# WHAT TO PRODUCE
After reading the data below, copy out every line that contains the word "approved".
>>>>>
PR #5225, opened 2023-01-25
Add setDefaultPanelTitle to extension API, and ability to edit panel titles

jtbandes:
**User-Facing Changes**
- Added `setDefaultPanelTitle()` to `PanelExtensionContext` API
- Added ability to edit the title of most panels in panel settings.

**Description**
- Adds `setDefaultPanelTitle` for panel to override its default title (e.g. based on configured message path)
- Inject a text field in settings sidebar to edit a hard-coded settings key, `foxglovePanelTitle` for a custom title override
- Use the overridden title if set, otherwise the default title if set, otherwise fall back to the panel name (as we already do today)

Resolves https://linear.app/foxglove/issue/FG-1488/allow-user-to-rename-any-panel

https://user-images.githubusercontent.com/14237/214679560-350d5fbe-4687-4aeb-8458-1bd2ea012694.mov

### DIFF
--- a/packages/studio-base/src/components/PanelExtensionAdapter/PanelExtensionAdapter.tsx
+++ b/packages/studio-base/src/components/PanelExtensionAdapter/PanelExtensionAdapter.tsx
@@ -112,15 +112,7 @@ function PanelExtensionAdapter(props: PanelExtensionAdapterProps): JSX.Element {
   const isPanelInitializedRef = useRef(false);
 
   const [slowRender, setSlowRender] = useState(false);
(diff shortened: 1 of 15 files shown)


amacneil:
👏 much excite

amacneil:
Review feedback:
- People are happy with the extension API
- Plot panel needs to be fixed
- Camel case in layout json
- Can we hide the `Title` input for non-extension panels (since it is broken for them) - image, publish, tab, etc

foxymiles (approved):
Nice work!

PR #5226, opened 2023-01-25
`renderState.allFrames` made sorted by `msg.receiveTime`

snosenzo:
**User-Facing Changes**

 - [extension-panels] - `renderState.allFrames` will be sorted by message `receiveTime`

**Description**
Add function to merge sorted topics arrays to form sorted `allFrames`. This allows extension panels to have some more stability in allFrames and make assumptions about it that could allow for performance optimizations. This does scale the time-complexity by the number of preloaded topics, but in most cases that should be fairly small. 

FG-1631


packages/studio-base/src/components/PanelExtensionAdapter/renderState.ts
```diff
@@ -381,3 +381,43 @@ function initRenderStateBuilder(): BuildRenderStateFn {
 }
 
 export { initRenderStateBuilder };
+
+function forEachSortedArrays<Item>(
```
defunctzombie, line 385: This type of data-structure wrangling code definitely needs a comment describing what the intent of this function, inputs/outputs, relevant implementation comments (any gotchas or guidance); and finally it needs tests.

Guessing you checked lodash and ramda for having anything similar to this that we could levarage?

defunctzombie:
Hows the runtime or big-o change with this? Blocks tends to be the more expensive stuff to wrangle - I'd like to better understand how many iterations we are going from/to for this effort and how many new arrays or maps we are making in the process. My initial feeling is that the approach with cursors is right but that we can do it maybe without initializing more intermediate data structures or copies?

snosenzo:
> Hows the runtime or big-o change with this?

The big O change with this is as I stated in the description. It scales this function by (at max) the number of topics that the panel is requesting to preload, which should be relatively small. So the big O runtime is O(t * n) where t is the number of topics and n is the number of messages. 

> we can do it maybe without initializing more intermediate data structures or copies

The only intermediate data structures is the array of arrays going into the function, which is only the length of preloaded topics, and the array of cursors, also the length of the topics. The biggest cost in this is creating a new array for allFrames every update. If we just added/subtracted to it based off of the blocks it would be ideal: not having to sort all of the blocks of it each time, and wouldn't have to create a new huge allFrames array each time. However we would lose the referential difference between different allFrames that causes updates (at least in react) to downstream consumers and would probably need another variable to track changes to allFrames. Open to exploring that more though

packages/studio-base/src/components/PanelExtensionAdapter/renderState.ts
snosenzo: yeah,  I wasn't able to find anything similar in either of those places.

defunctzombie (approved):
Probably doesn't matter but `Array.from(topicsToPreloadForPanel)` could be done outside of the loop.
<<<<<
# ANSWER SPACE
foxymiles (approved):
defunctzombie (approved):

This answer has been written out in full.